Collected data entries
BEGIN

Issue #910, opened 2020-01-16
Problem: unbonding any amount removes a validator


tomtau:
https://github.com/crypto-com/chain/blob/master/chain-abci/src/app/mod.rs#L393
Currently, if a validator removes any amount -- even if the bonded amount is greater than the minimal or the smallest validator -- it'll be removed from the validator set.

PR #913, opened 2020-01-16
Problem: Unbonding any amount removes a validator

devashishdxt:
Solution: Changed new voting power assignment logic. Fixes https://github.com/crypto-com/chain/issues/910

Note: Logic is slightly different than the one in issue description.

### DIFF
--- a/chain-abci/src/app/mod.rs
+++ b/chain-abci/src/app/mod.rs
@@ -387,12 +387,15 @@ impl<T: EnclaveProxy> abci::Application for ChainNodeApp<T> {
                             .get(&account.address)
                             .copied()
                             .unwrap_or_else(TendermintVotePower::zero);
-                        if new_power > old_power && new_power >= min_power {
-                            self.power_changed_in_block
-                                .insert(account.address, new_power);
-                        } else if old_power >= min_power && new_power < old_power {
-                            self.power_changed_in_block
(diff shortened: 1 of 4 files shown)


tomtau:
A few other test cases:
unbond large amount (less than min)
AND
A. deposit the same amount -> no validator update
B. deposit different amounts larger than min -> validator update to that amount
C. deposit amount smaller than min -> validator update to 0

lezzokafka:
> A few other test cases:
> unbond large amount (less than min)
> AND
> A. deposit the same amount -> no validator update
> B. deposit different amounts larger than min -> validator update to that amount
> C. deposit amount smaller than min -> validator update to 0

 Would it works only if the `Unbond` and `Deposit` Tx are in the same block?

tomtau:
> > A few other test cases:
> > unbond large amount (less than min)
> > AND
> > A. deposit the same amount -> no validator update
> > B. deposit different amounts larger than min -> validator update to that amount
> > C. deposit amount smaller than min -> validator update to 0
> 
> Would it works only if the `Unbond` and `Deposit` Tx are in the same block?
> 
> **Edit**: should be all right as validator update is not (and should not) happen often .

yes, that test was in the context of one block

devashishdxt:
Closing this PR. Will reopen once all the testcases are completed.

END

> [What the task requires] If a line in the entries above holds "account", include it in the count; report nothing but the resulting number.

> [Exercise result] 2